How can we expect our teachers, health care teams and service members to continue their critical work if they haven’t had time to resolve the traumas they are currently experiencing?
Our city’s helpers need help.
Louisville’s Trauma Resilient Communities (TRC) initiative, a program managed by the Office for Safe and Healthy Neighborhoods, implements trauma-sensitive care principles with help from participating ‘backbone’ organizations. Tapping into the wisdom of these principles can provide an anchor for struggling groups.
As a TRC backbone agency, Maryhurst – Kentucky’s oldest child welfare agency – employs several hundred staff who work with families in conflict and young survivors of abuse and neglect. We’ve made it a priority to train each team member – from therapists to administrative staff – in trauma-sensitive care.
While training can’t change the difficult circumstances and demanding schedule of a social sector career, it provides helpful practices and a lens for understanding one another. Trauma-sensitive care offers an approach that helps teams support each other within challenging environments. It encourages us to ask, “what happened to you?” and never “what’s wrong with you?” Perhaps most importantly, it teaches us to build resilience.
Relationships are the antidote to trauma. Forming close connections and building resiliency skills can improve our ability to cope with traumatic experiences. However, building resiliency and self-care routines must be intentional. Here are three tips in building resiliency that can bolster mental wellbeing for those feeling overwhelmed in their work:
- Broaden and lean on social supports and connections outside of work. Whether it’s through church, neighborhood associations or sports, groups play a large role in our lives. These supportive networks give us a safe place away from work to decompress.

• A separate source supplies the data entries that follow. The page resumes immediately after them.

PR #2568, opened 2016-06-03
Add Generic Information to task scripts (pre/post/executable/fork/con…

fviale:
…trolFlow)

 This adds a binding genericInformation to all scripts used inside a task

 Added a test to check that default variable bindings and generic information are available and correctly set on all task scripts (pre/post/executable/fork/controlFlow)

### DIFF
--- a/scheduler/scheduler-node/src/main/java/org/ow2/proactive/scheduler/task/TaskLauncherInitializer.java
+++ b/scheduler/scheduler-node/src/main/java/org/ow2/proactive/scheduler/task/TaskLauncherInitializer.java
@@ -36,15 +36,8 @@
  */
 package org.ow2.proactive.scheduler.task;
 
-import java.io.Serializable;
-import java.util.ArrayList;
-import java.util.HashSet;
-import java.util.List;
-import java.util.Map;
-import java.util.Set;
-
+import com.google.common.collect.ImmutableMap;
 import org.objectweb.proactive.extensions.dataspaces.core.naming.NamingService;
-
 import org.ow2.proactive.scheduler.common.task.ForkEnvironment;
 import org.ow2.proactive.scheduler.common.task.TaskId;
 import org.ow2.proactive.scheduler.common.task.dataspaces.InputSelector;
@@ -52,6 +45,13 @@ import org.ow2.proactive.scheduler.common.task.dataspaces.OutputSelector;
 import org.ow2.proactive.scheduler.common.task.flow.FlowScript;
 import org.ow2.proactive.scheduler.common.util.VariableSubstitutor;
 import org.ow2.proactive.scripting.Script;
+
+import java.io.Serializable;
+import java.util.ArrayList;
+import java.util.HashSet;
+import java.util.List;
+import java.util.Map;
+import java.util.Set;
 
 
 /**
@@ -82,13 +82,15 @@ public class TaskLauncherInitializer implements Serializable {
     /** iteration index: task was replicated sequentially */
     private int iterationIndex = 0;
 
+    private ImmutableMap<String, String> genericInformation;
+
     /** DataSpaces needed parameter */
     private List<InputSelector> taskInputFiles = null;
     private List<OutputSelector> taskOutputFiles = null;
     private NamingService namingService;
     private boolean preciousLogs;
 
-    private Map<String, String> variables;
+    private ImmutableMap<String, String> variables;
     private int pingPeriod;
     private int pingAttempts = 1;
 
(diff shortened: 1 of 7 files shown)


fviale:
Could two enthusiasts review this change ?

scheduler/scheduler-node/src/main/java/org/ow2/proactive/scheduler/task/TaskLauncherInitializer.java
```diff
@@ -82,6 +81,8 @@
     /** iteration index: task was replicated sequentially */
     private int iterationIndex = 0;
 
+    private Map<String, String> genericInformation;
```
tobwiens: Are generic information keys unique? Can we have several equal keys?

scheduler/scheduler-node/src/main/java/org/ow2/proactive/scheduler/task/TaskLauncherInitializer.java
```diff
@@ -274,6 +275,20 @@ public int getReplicationIndex() {
     }
 
     /**
+     * @param genericInformation the generic information of this task
+     */
+    public void setGenericInformation(Map<String, String> genericInformation) {
```
tobwiens: It were nice to have it only set a construction time. What about the executable container, doesn't task related information belong more into it the executable container rather than the tasklauncher?

scheduler/scheduler-server/src/test/java/functionaltests/scripts/TestJobScriptVariables.java
```diff
@@ -0,0 +1,61 @@
...
+/**
+ * This test checks that variable bindings are available and correctly set in various scripts (pre/post/fork/task)
+ */
+public class TestJobScriptVariables extends SchedulerFunctionalTestNoRestart {
+
+    private static URL jobDescriptor = TestJobScriptVariables.class
+            .getResource("/functionaltests/descriptors/Job_script_variables.xml");
+
+    @Test
+    public void testJobScriptVariables() throws Throwable {
```
tobwiens: Does this test validate that all bindings are inside the JobScript? It seems that it tests the job submission and then of all nodes a re clean afterwards. 
Do you test that the GenericInformation are inserted correctly?

scheduler/scheduler-server/src/main/java/org/ow2/proactive/scheduler/task/internal/InternalTask.java
```diff
@@ -1044,6 +1043,11 @@ protected TaskLauncherInitializer getDefaultTaskLauncherInitializer(InternalJob
         tli.setIterationIndex(getIterationIndex());
         tli.setReplicationIndex(getReplicationIndex());
 
+        HashMap<String, String> gInfo = new HashMap<>();
+        gInfo.putAll(job.getGenericInformation());
+        gInfo.putAll(getGenericInformation());
```
tobwiens: So a task overwrites the generic information of a job. In order to make that obvious you could put that into a private method named with a description.

tobwiens:
A few comments, :+1:

scheduler/scheduler-node/src/main/java/org/ow2/proactive/scheduler/task/TaskLauncherInitializer.java
fviale: yes they are unique and stored in the server in a HashMap. We can have a definition at job level and at task level for the same key. In that case, the task definition overrides the job definition

scheduler/scheduler-server/src/main/java/org/ow2/proactive/scheduler/task/internal/InternalTask.java
fviale: why not

scheduler/scheduler-server/src/test/java/functionaltests/scripts/TestJobScriptVariables.java
fviale: this test validates that all bindings are present in various task scripts (pre/post/fork/flow). The job fails if a binding is not present in either script

scheduler/scheduler-node/src/main/java/org/ow2/proactive/scheduler/task/TaskLauncherInitializer.java
```diff
@@ -274,6 +275,20 @@ public int getReplicationIndex() {
...
+        this.genericInformation = genericInformation;
+    }
+
+    /**
+     * @return the generic information of this task
+     */
+    public Map<String, String> getGenericInformation() {
```
marcocast: Should we return a copy of this map so we don t risk that the client will change its state by mistake?

fviale: I could make the map immutable

scheduler/scheduler-server/src/main/java/org/ow2/proactive/scheduler/task/internal/InternalTask.java
```diff
@@ -1044,6 +1043,11 @@ protected TaskLauncherInitializer getDefaultTaskLauncherInitializer(InternalJob
         tli.setIterationIndex(getIterationIndex());
         tli.setReplicationIndex(getReplicationIndex());
 
+        HashMap<String, String> gInfo = new HashMap<>();
```
marcocast: Map<String, String> gInfo = Maps.newHashMap()

marcocast:
Few comments as well 👍

PR #2680, opened 2016-10-03
add option to disable JMX monitoring

ShatalovYaroslav:


rm/rm-node/src/main/java/org/ow2/proactive/resourcemanager/utils/RMNodeStarter.java
```diff
@@ -1062,43 +1074,50 @@ protected ResourceManager registerInRM(final Credentials credentials, final Stri
...
+                } catch (Exception e) {
+                    logger.error("", e);
+                }
             }
-        });
+        }else {
+            logger.info("JMX monitoring is disabled.");
+        }
 
         for (final Node node : nodes) {
```
mbenguig: In a performance point of view, and in the case there are several nodes, it could have been better to let this for loop out of the disabledMonitoring condition (like it currently is), but add a if (!disabledMonitoring)...  Inside. To be discussed/confirmed..

mbenguig: Ok!

marcocast:
LGTM, it would be good if you can create a unit test around the change

fviale:
:+1:

PR #2685, opened 2016-10-06
restart function improvement

yinan-liu:


calendar-service/calendar-service.sh
```diff
@@ -33,25 +33,24 @@ start() {
...
+    echo " *** Starting Calendar Service *** "
+
+    #copy scheduler users to radicale server
+    loginFile="$cwd/config/authentication/login.cfg"
+    rm -rf ~/.config/radicale/users
+    touch ~/.config/radicale/users
+
+    while IFS=':' read -r user password
+    do
+        htpasswd -bs ~/.config/radicale/users "$user" "$password"
```
lpellegr: Are you sure that _htpasswd_ is a common command? It seems not to be the case on my distribution. I checked with a default Docker image for Ubuntu and same problem.

You could add a check and suggest installation of the required packages as it is done in _install.sh_ script:

https://github.com/ow2-proactive/scheduling/blob/master/tools/install.sh#L90

otherwise invoking your script may fail. Or at least explain what are the required packages in the documentation.

calendar-service/calendar-service.sh
```diff
@@ -33,25 +33,24 @@ start() {
...
+    rm -rf ~/.config/radicale/users
+    touch ~/.config/radicale/users
+
+    while IFS=':' read -r user password
+    do
+        htpasswd -bs ~/.config/radicale/users "$user" "$password"    
+    done < "$loginFile"
+
+    # Redirects default and error output to a log file
+    java -Dpa.scheduler.home="$cwd" -Dspring.config.location="$cwd/config/calendar-service/application.properties" -jar "$cwd"/calendar-service/calendar-service*.jar > /dev/null 2>&1 &
```
lpellegr: Since the calendar service is not started by the Scheduler Jetty server, why is the calendar-service configuration file in scheduler _config_ folder? is it because you need to have access to some of its properties from scheduler portal and rm portal?

calendar-service/calendar-service.sh
yinan-liu: i install htpasswd in the privous command

calendar-service/calendar-service.sh
yinan-liu: because I would like to allow user to configure calendar service and scheduler in one place, make the user feel like calendar and scheduler are still a unique application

- Build routines. You can’t routinize your whole life, but having a set wake up schedule or reserving a daily period for “partner time,” “best friend time” or “family time” sets boundaries and gives you something to look forward to each day.
- Practice gratitude and kindness. It may sound cliche but being kind can go a long way. There are neurobiological impacts to our brain when we demonstrate acts of kindness. And this goes beyond being kind to others; it means finding ways to prioritize our own wellbeing and happiness too. Physiologically and collectively, we benefit as a community when we take care of one another and ourselves – even in small, interpersonal doses.
These are more than mental health tips; these are exercises that strengthen zeal, or what we call ‘love in action.’ Zeal is an important trait and one of Maryhurst’s core values. Zeal is what keeps us motivated and gives us purpose when adversity strikes. It’s why we show up on the difficult days.
Zeal is the value that I hold most dear and what guides me in my work as a leader. And it’s the same value that helpers must continue to call upon in 2022, providing us with renewed strength, courage and resilience.
Often, taking that first step to reach out for help can be the most difficult, but please remember it’s not a sign of weakness. Your doctors, faith communities, and family members can support you.